1人目の殺陣師がかかっていき,ズバッと斬り倒され前回りで1回転。2人目の襲ってくる刀をWKさんが自分の刀で受け止め,すかさず腰のあたりを斬り返して倒します。陰から襲ってくる3人目の殺陣師を振り向きもせずグサッと刺して倒します。赤木は当然その流れるようなチャンバラシーンに圧倒され,自分の刀をおそるおそる構えるだけです。しかし,まだ終了合図の「カット」がかからないのです。

WKさんが不敵な笑みを浮かべながら4人目の殺陣師である私の方を振り向き「かかってこいよ。」という表情をみせ,手招きのような仕草をします。終了の合図の「カット」がかかるまでは演技は続行しなければならないルールです。え,私がWKさんと剣で戦うの?

「やるか!やるしかないのか!」

私が体を震わせながら刀を振り上げてWKさんに飛びかかろうとしたその時,「カット!お前(赤木のこと)は余計なことしなくていい。」ま,そうですよね。私にリアルなチャンバラができるわけもなし。

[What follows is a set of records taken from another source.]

PR #8438, opened 2021-08-25
devops: drop build infrastructure for WebKit @ MacOS 10.14

aslushnikov:
We did not support it for a while now and had 0 complaints.


mxschmitt (approved):
don't forget the playwright-internal hooks.

PR #8483, opened 2021-08-26
chore: hide Route.fulfill._response from API

mxschmitt:


yury-s (commented):
Let's remove underscore prefix from the option name since the method is going to be hidden anyway

yury-s (approved):

PR #8485, opened 2021-08-26
docs: introduce overloads, generate JSDoc for overloads

dgozman:
- Each overload, e.g. for `page.evaluate`, shows a nice autocomplete doc, not only the first one.
- We can have multiple overloads directly on the docs page, e.g. `test.skip(title, fn)` and `test.skip(condition, description)`. These overloads are internally named `Test.skip#1` and are all aliased to `test.skip`.

### DIFF
--- a/docs/src/test-api/class-test.md
+++ b/docs/src/test-api/class-test.md
@@ -599,12 +599,9 @@ Timeout in milliseconds.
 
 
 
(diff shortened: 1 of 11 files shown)


JoelEinbinder (approved):
lgtm % pavel's comment about the params.

PR #8520, opened 2021-08-27
docs: expand "Strictness" examples

mrienstra:
Add a third example showing a case where "strictness" doesn't apply.

This may be unnecessary, but I thought it might be useful to some.

Also tempted to change this phrase:
>operations on locators that imply some target DOM element

To:
>operations on locators that expect a single target DOM element

Or:
>operations on locators that expect a single DOM element

Or:
>operations on locators that expect a single match

PS: also changed two instances of "you" to "we" for consistency.

### DIFF
--- a/docs/src/api/class-locator.md
+++ b/docs/src/api/class-locator.md
@@ -153,7 +153,7 @@ await page.Locator("button").ClickAsync();
 await page.Locator("button").First.ClickAsync();
 
 // Works because Count knows what to do with multiple matches:
-await page.Locator("button").Count();
+await page.Locator("button").CountAsync();
 ```
 
 ## async method: Locator.allInnerTexts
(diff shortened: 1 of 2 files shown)


docs/src/api/class-locator.md
```diff
@@ -123,21 +129,31 @@ page.locator('button').click()
...
 ```csharp
 // Throws if there are several buttons in DOM:
 await page.Locator("button").ClickAsync();
-// Works because you explicitly tell locator to pick the first element:
+
+// Works because we explicitly tell locator to pick the first element:
 await page.Locator("button").First.ClickAsync();
+
+// Works because Count knows what to do with multiple matches:
+await page.Locator("button").Count();
```
dgozman, line 156: It is `CountAsync` in .NET.

dgozman (commented):
Great PR, thank you! Just a minor issue with .NET 😄

mrienstra:
Thanks @dgozman & @pavelfeldman!

PR #8526, opened 2021-08-28
fix(cookies): read response headers off extra info event, if any

pavelfeldman:


src/server/chromium/crNetworkManager.ts
```diff
@@ -337,10 +342,16 @@ export class CRNetworkManager {
...
-    this._page._frameManager.requestFinished(request.request);
+    this._page._frameManager.requestFinished(request.request, response);
+  }
+
+  _onResponseReceivedExtraInfo(event: Protocol.Network.responseReceivedExtraInfoPayload) {
+    this._responseExtraInfoTracker.responseReceivedExtraInfo(event);
   }
 
   _onResponseReceived(event: Protocol.Network.responseReceivedPayload) {
+    this._responseExtraInfoTracker.responseReceived(event);
```
dgozman, line 353: I am a bit confused that we notify ResponseExtraInfoTracker here, and also in _createResponse called 6 lines below.

src/server/chromium/crNetworkManager.ts
```diff
@@ -542,3 +563,133 @@ const errorReasons: { [reason: string]: Protocol.Network.ErrorReason } = {
...
+    const info = this._requests.get(event.requestId);
+    if (info) {
+      // This is redirect.
+      if (!event.redirectResponse?.connectionId) {
+        // Bail out early for responses without connectionId.
+        // They won't be getting extra info, so there is nothing to track.
+        this._stopTracking(event.requestId);
+        return;
+      }
+      info.responseReceived = true;
```
dgozman, line 602: It looks like we set `responseReceived` to true only for requests that had at least one redirect. Perhaps rename it to 'hasRedirect'?

src/server/chromium/crNetworkManager.ts
```diff
@@ -542,3 +563,133 @@ const errorReasons: { [reason: string]: Protocol.Network.ErrorReason } = {
...
+      });
+    }
+  }
+
+  responseReceived(event: Protocol.Network.responseReceivedPayload) {
+    const info = this._requests.get(event.requestId);
+    if (!info)
+      return;
+
+    // Bail out early for responses without connectionId.
```
dgozman, line 618: Why don't we do this in processResponse?

src/server/chromium/crNetworkManager.ts
```diff
@@ -542,3 +563,133 @@ const errorReasons: { [reason: string]: Protocol.Network.ErrorReason } = {
...
+  private _requests = new Map<string, RequestInfo>();
+
+  constructor() {
+  }
+
+  requestWillBeSent(event: Protocol.Network.requestWillBeSentPayload) {
+    const info = this._requests.get(event.requestId);
+    if (info) {
+      // This is redirect.
+      if (!event.redirectResponse?.connectionId) {
```
dgozman, line 596: It seems like both connectionId checks could be done in processResponse method that is called for redirects and final response?

src/server/chromium/crNetworkManager.ts
```diff
@@ -542,3 +563,133 @@ const errorReasons: { [reason: string]: Protocol.Network.ErrorReason } = {
...
+    if (response && extraInfo)
+      response.extraHeadersReceived(headersObjectToArray(extraInfo.headers));
+  }
+
+  private _checkFinished(info: RequestInfo) {
+    if (!info.loadingFinished && !info.loadingFailed)
+      return;
+
+    // Loading finished, check that we have all ExtraInfo events in place.
+    if (!info.responseReceived) {
```
dgozman, line 677: According to my other comment where "responseReceived" actually means "has redirect", it seems we are not waiting for the extra info on responses without redirects.

src/server/chromium/crNetworkManager.ts
pavelfeldman: They are sending two distinct signals to tracker. As you can see, tracker repeats the CDP api. This is to make sure that it is easy to read it - CDP has well-understood contract. So our tracker is an engine that consumes two inputs: CDP on one side and created Playwright Responses on the other side.

src/server/chromium/crNetworkManager.ts
pavelfeldman: I should have assigned it in responseReceived as well.

src/server/chromium/crNetworkManager.ts
pavelfeldman: To follow a contract cleanly. If we've ever seen a CDP response w/o connectionId, we aren't interested in the services of this tracker.

src/server/chromium/crNetworkManager.ts
pavelfeldman: We could do that. But a) we would need to collect all the `responseReceived` events for that to be able to check for the connectionId and b) I think there is certain simplicity in following CDP rather than making sense of things as you are reading this code.

src/server/chromium/crNetworkManager.ts
pavelfeldman: Yeah, because "responseReceived" means "responseReceived", not "has redirect" as you suggested.

PR #8533, opened 2021-08-28
chore: introduce manual promise helper

pavelfeldman:


src/utils/utils.ts
```diff
@@ -392,3 +392,28 @@ export function wrapInASCIIBox(text: string, padding = 0): string {
     '╚' + '═'.repeat(maxLength + padding * 2) + '╝',
   ].join('\n');
 }
+
+export class ManualPromise<T> implements PromiseLike<T> {
```
dgozman, line 396: Why not extend Promise? Then you won't need PromiseLike throughout the code.

pavelfeldman: This thought did not cross my mind, but I feel like I should not be extending Promise.

pavelfeldman: > Then you won't need PromiseLike throughout the code.

Are you referring to a single instance where I needed to do it? :)

PR #8544, opened 2021-08-30
browser(webkit): fix compilation in Ubuntu 18.04

dpino:
This PR cherry-picks https://trac.webkit.org/changeset/281752/webkit, which introduces ICU 61 as a dependency in the JHBuild minimal dependencies module set.

It is necessary to make the CI Docker Bionic image to build successfully to upgrade the compiler to GCC-8.

### DIFF
--- a/browser_patches/webkit/patches/bootstrap.diff
+++ b/browser_patches/webkit/patches/bootstrap.diff
@@ -22550,6 +22550,73 @@ index 02fa9bff0ab4bd094fd9498b042e06f35c25e7fc..f33f29a9a26d1219aa5780b186079235
      ruby
  
      # These are dependencies necessary for running tests.
+diff --git a/Tools/jhbuild/jhbuild-minimal.modules b/Tools/jhbuild/jhbuild-minimal.modules
+index dc7ee36b969f6490d96df4d5310e6b81124a4a94..3ba44482a67059f7a6bd64241ff6f6f27fe8f2d5 100644
+--- a/Tools/jhbuild/jhbuild-minimal.modules
++++ b/Tools/jhbuild/jhbuild-minimal.modules
+@@ -6,6 +6,7 @@
+   <metamodule id="webkitgtk-minimal-dependencies">
+     <dependencies>
+       <dep package="wpebackend-fdo"/>
++      <dep package="icu"/>
+       <dep package="libsoup"/>
+       <dep package="manette"/>
+       <dep package="libvpx"/>
+@@ -15,6 +16,7 @@
+   <metamodule id="webkitwpe-minimal-dependencies">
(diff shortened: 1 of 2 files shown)


dpino:
Depends on https://github.com/microsoft/playwright/pull/8545

browser_patches/webkit/patches/bootstrap.diff
```diff
@@ -22550,6 +22550,73 @@ index 02fa9bff0ab4bd094fd9498b042e06f35c25e7fc..f33f29a9a26d1219aa5780b186079235
...
++===================================================================
++--- icu-52~m1.orig/source/config/mh-linux	2013-09-14 18:53:23.284040467 -0400
+++++ icu-52~m1/source/config/mh-linux	2013-09-14 18:53:23.284040467 -0400
++@@ -21,7 +21,9 @@
++ LD_RPATH_PRE = -Wl,-rpath,
++ 
++ ## These are the library specific LDFLAGS
++-LDFLAGSICUDT=-nodefaultlibs -nostdlib
+++#LDFLAGSICUDT=-nodefaultlibs -nostdlib
+++# Debian change: linking icudata as data only causes too many problems.
```
yury-s, line 22615: I don't see this [upstream](https://trac.webkit.org/changeset/281752/webkit), why is this necessary?

yury-s:
> It is necessary to make the CI Docker Bionic image to build successfully to upgrade the compiler to GCC-8.

What's the story with upgrading the compiler, can you elaborate?

browser_patches/webkit/patches/bootstrap.diff
dpino: This patch was part of the upstream ChangeLog https://trac.webkit.org/changeset/281752/webkit (Files: 1 added, 2 edited). I think the ChangeLog diff only shows the edited files. It's much clearer to see this change in the patch's diff in WebKit's Bugzilla https://bugs.webkit.org/attachment.cgi?id=436693&action=prettypatch

This patch for the ICU libraries is already being used in the JHBuild general dependencies https://github.com/WebKit/WebKit/blob/main/Tools/gtk/jhbuild.modules#L449, so we imported to JHBuild minimal as it is. I don't know the background story of this patch but not to add it would mean to me a change over what's deployed when using the JHBuild general dependencies.

yury-s: > This patch was part of the upstream ChangeLog https://trac.webkit.org/changeset/281752/webkit (Files: 1 added, 2 edited). I think the ChangeLog diff only shows the edited files.

Oops, didn't see that. Thanks!

yury-s (approved):

PR #31761, opened 2024-07-18
fix(client-certificates): pass TLS servername for SNI

mxschmitt:
Quoting from the Node.js docs:

> servername: [<string>](https://developer.mozilla.org/en-US/docs/Web/JavaScript/Data_structures#String_type) Server name for the SNI (Server Name Indication) TLS extension. It is the name of the host being connected to, and must be a host name, and not an IP address. It can be used by a multi-homed server to choose the correct certificate to present to the client, see the SNICallback option to [tls.createServer()](https://nodejs.org/api/tls.html#tlscreateserveroptions-secureconnectionlistener).

Without that, it doesn't work at most of the sites in the internet.

### DIFF
--- a/packages/playwright-core/src/server/socksClientCertificatesInterceptor.ts
+++ b/packages/playwright-core/src/server/socksClientCertificatesInterceptor.ts
@@ -14,7 +14,7 @@
  * limitations under the License.
  */
 
-import type net from 'net';
+import net from 'net';
 import path from 'path';
 import type https from 'https';
 import fs from 'fs';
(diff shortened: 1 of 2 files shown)


packages/playwright-core/src/server/socksClientCertificatesInterceptor.ts
```diff
@@ -101,6 +101,7 @@ class SocksProxyConnection {
     const tlsOptions: tls.ConnectionOptions = {
       socket: this.target,
       rejectUnauthorized: !this.socksProxy.ignoreHTTPSErrors,
+      servername: this.host,
```
yury-s, line 104: Can this.host be an IP address? Do we validate it elsewhere?

yury-s (approved):

packages/playwright-core/src/server/socksClientCertificatesInterceptor.ts
mxschmitt: Its coming from socks, already split up / validated.

dgozman (approved):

このシーンの撮影が無事終わり,WKさんが控室に向かうため赤木のそばを通り抜けるのですが,すれ違いざまに二枚目俳優の彼の肩の袖が赤木の袖とそっと触れ合いました。その瞬間,50歳代のおっさんの赤木が乙女チックになってしまい,手を胸に抱えて「イヤン」とうっかりつぶやいちゃいました。これくらいの色気がないと芸能界ではやっていけません。さすがWKさん。